§ WHAT THE TASK REQUIRES
Note each line in the data holding the string "being" and report it.

§ Saved entries
————————
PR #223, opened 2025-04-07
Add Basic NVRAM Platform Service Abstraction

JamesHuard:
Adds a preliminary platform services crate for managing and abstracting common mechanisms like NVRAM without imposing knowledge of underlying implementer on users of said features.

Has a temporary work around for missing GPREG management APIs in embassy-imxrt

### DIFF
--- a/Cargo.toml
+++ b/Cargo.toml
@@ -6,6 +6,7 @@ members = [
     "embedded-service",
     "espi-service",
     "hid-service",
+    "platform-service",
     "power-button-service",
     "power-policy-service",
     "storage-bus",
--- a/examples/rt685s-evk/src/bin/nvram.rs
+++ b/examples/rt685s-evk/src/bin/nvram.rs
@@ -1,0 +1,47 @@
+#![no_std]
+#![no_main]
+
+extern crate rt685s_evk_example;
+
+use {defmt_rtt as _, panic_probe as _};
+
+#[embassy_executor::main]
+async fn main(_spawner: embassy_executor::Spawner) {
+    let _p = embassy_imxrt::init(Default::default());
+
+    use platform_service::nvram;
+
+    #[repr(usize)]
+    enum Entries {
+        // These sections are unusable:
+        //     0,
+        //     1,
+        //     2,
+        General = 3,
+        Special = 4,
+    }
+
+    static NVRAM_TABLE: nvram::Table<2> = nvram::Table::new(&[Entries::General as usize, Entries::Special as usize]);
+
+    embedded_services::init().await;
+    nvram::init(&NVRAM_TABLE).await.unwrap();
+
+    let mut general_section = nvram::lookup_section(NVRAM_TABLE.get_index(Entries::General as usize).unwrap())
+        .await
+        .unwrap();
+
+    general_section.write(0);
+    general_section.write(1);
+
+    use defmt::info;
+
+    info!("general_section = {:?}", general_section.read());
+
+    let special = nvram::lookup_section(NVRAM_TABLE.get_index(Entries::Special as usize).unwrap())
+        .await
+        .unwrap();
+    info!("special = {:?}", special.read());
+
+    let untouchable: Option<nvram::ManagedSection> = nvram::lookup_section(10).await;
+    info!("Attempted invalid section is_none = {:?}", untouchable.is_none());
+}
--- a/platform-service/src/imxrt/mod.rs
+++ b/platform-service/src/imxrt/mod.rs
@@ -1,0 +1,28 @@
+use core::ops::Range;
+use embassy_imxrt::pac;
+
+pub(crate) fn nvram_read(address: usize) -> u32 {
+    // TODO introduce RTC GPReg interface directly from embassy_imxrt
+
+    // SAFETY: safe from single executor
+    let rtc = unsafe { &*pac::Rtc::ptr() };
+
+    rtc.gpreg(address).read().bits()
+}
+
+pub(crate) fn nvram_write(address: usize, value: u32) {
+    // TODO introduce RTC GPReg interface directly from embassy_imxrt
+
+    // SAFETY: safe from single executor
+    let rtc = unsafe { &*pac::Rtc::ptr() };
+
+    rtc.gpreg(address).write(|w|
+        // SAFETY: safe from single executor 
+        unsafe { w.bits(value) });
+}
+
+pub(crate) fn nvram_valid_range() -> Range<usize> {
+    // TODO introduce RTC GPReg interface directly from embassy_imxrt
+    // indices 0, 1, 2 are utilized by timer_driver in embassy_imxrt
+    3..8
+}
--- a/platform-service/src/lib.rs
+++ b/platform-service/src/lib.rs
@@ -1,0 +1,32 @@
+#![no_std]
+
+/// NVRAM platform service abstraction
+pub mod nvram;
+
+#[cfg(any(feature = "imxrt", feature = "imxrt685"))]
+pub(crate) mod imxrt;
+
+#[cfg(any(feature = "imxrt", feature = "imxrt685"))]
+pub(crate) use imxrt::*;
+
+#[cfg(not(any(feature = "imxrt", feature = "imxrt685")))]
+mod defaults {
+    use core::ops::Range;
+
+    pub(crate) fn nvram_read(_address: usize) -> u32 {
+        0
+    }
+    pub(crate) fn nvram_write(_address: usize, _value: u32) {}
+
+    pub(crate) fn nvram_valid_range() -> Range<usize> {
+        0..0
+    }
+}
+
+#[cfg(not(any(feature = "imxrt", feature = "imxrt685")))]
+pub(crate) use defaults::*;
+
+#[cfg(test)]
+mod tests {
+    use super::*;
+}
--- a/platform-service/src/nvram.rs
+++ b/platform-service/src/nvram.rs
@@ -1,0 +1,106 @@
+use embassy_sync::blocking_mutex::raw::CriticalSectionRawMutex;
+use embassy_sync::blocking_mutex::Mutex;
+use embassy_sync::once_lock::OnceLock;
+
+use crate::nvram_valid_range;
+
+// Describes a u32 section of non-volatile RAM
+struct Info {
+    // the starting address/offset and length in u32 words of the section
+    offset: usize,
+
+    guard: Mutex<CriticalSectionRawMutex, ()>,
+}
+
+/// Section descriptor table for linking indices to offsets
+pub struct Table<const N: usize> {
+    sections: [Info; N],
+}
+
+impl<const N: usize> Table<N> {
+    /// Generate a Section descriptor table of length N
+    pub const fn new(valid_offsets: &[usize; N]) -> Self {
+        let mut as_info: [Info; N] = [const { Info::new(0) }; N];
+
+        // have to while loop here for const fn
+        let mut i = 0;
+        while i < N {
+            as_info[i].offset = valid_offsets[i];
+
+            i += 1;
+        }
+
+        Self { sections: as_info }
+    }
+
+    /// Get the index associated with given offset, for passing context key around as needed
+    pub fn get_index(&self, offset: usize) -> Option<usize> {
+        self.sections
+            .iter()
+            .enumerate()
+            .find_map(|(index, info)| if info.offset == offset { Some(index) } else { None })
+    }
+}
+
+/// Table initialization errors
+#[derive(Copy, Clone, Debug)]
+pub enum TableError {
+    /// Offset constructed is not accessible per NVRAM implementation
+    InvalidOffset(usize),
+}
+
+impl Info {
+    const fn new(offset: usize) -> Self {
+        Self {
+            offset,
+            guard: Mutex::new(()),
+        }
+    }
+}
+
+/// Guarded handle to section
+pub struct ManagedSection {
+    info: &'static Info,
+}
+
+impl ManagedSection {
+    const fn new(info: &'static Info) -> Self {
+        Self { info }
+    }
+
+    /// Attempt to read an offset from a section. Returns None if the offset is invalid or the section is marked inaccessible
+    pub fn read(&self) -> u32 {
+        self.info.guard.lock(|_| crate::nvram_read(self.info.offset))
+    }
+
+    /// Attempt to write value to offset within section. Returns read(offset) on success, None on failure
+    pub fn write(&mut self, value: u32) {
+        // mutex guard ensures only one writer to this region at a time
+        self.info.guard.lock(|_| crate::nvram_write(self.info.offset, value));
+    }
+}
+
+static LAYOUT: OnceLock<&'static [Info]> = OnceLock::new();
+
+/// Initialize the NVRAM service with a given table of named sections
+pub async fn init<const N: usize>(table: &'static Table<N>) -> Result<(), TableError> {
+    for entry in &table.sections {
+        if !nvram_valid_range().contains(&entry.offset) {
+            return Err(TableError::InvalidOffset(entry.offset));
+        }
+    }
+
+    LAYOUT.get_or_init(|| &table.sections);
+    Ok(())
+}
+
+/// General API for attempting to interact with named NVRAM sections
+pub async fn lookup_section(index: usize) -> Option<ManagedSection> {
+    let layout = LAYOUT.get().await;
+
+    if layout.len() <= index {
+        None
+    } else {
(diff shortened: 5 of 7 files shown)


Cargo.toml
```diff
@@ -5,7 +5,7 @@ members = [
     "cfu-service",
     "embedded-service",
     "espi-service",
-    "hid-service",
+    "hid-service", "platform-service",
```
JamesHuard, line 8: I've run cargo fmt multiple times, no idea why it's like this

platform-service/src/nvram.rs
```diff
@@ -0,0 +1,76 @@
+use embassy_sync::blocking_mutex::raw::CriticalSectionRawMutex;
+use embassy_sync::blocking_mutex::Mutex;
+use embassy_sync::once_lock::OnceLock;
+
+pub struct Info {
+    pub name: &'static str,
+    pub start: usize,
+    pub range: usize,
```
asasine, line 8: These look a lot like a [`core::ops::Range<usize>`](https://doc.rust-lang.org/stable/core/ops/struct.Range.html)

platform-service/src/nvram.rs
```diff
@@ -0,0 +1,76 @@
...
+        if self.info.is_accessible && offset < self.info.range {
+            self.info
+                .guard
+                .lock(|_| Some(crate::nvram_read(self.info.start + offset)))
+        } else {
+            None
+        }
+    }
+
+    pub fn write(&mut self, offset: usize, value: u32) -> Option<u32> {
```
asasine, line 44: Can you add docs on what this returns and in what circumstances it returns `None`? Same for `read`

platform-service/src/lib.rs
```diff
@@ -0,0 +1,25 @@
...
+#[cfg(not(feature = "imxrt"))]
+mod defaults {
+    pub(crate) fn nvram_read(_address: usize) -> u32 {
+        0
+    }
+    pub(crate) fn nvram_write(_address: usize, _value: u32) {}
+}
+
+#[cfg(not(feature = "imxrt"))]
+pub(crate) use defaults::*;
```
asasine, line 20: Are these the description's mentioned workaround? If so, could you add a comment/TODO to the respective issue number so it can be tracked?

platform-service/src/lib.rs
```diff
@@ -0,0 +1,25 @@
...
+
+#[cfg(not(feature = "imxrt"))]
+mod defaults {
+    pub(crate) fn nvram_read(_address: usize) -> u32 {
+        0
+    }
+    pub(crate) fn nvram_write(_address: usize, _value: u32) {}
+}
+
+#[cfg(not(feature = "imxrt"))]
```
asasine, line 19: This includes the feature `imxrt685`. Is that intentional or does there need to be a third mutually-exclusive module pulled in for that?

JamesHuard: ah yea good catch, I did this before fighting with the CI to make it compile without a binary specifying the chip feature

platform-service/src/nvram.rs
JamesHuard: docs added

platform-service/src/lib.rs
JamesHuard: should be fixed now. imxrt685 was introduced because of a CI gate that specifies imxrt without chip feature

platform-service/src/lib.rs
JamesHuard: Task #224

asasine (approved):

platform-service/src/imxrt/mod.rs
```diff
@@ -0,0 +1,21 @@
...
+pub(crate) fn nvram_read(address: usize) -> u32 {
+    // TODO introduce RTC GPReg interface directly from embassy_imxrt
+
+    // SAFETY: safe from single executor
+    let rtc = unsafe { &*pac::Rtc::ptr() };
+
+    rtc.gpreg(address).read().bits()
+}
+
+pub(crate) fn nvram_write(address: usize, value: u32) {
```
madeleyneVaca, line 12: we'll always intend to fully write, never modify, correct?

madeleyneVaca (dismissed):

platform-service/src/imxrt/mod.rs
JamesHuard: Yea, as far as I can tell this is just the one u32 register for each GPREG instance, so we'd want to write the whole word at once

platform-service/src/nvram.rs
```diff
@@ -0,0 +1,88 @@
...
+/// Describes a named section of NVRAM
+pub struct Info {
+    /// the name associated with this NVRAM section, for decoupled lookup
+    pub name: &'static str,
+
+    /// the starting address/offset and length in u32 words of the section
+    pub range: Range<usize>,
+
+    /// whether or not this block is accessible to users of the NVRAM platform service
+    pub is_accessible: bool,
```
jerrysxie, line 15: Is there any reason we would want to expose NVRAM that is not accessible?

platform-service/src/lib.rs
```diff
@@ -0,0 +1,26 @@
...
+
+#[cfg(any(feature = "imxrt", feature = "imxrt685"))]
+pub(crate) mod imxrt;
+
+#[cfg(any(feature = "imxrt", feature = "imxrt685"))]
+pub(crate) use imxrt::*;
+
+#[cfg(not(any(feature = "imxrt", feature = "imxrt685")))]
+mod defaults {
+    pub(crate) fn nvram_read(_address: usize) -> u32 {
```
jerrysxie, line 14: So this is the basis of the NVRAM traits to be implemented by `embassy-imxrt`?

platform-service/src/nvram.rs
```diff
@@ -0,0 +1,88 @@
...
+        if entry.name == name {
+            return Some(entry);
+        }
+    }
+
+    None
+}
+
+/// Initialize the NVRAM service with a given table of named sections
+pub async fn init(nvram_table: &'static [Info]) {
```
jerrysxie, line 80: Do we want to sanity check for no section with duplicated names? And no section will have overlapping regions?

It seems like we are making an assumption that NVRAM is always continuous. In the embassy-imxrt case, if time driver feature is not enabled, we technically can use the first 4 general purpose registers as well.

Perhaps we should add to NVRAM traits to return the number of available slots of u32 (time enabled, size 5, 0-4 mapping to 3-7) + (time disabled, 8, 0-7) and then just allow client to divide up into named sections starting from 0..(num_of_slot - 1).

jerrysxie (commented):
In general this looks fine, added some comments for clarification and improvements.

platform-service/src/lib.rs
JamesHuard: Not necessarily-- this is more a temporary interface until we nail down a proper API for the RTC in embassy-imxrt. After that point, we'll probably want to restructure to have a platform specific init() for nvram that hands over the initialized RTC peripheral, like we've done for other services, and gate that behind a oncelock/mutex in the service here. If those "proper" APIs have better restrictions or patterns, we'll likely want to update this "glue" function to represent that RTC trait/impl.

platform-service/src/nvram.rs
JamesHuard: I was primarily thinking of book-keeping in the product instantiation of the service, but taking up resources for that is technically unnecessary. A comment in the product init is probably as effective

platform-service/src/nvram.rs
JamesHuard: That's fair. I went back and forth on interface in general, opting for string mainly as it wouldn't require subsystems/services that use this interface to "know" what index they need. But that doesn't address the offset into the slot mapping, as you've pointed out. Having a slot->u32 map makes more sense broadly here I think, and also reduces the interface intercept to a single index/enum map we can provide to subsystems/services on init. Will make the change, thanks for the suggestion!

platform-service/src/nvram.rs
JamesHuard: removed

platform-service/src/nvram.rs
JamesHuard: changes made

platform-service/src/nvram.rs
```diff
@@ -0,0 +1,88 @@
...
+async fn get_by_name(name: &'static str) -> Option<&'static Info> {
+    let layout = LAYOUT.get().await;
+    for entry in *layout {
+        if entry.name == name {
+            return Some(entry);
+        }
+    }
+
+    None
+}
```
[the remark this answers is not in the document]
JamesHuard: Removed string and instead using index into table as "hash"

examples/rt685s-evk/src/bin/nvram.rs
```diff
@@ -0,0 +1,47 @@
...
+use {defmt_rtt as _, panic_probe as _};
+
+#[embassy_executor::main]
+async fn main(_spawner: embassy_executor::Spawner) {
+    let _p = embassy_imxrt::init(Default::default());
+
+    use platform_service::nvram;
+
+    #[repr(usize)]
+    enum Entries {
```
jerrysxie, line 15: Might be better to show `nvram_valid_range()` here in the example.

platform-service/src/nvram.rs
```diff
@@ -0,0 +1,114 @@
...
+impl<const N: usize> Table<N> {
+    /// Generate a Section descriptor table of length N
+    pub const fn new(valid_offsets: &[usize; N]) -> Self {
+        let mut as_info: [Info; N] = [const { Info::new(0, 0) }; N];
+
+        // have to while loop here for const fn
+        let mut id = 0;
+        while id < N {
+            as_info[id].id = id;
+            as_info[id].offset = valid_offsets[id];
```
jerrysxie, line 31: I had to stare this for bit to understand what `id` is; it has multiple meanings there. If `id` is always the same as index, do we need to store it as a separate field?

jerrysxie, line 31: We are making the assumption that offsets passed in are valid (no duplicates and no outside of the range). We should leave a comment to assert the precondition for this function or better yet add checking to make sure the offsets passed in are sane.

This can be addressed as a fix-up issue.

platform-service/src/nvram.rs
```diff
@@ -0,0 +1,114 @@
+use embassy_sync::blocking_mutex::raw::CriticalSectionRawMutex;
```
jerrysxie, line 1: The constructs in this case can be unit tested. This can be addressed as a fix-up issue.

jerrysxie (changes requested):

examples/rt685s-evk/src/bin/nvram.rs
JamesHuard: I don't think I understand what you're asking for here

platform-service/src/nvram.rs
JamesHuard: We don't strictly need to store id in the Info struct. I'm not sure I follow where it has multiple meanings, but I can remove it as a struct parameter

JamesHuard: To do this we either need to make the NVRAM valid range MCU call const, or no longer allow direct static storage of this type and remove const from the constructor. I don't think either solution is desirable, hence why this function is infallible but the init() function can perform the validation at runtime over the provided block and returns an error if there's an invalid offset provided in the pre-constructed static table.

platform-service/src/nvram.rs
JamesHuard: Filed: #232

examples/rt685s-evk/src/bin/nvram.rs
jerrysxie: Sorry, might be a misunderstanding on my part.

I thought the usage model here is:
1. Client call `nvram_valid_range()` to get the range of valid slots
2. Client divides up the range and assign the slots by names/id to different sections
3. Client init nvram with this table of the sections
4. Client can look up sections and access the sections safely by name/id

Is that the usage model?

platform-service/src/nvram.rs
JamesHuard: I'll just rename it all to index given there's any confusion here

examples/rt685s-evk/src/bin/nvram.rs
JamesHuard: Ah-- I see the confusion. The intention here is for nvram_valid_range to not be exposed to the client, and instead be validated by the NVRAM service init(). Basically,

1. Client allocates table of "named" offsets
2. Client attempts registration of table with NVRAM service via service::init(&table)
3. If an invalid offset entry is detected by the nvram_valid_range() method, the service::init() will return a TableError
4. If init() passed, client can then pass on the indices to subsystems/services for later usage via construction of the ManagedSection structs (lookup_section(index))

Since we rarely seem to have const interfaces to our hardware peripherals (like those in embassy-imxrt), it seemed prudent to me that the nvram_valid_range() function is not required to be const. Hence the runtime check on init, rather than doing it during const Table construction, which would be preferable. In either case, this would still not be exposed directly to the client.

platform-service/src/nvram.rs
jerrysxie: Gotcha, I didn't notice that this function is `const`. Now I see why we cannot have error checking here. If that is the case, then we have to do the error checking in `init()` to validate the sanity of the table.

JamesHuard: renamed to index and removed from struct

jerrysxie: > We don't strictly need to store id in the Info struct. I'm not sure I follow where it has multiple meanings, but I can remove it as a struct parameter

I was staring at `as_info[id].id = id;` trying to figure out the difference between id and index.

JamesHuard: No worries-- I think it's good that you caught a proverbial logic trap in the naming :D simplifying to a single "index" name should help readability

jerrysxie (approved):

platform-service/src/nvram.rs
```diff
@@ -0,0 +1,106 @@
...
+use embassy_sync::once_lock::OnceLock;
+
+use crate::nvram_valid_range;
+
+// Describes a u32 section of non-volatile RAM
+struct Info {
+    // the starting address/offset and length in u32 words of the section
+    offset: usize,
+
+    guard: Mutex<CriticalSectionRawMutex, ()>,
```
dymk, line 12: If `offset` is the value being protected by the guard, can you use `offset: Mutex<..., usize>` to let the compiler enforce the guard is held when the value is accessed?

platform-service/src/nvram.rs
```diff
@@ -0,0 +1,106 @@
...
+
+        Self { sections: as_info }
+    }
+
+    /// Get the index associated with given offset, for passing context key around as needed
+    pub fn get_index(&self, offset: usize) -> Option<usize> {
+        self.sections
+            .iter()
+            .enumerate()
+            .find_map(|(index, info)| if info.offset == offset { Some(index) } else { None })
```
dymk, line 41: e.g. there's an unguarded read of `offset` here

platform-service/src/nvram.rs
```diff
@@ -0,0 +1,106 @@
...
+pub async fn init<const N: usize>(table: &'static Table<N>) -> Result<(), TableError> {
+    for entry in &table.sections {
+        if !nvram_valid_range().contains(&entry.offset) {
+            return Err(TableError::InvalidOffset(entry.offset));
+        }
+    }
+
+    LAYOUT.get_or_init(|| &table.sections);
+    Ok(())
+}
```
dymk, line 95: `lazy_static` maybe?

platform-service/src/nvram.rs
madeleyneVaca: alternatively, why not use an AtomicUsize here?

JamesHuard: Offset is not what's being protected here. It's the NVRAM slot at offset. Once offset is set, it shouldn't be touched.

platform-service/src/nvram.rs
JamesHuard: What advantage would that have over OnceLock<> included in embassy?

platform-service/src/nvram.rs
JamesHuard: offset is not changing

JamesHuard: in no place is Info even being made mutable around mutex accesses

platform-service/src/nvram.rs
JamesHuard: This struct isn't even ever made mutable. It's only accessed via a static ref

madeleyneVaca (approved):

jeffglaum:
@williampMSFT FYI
————————
§ EXPECTED OUTPUT
dymk, line 12: If `offset` is the value being protected by the guard, can you use `offset: Mutex<..., usize>` to let the compiler enforce the guard is held when the value is accessed?
JamesHuard: Offset is not what's being protected here. It's the NVRAM slot at offset. Once offset is set, it shouldn't be touched.
JamesHuard: in no place is Info even being made mutable around mutex accesses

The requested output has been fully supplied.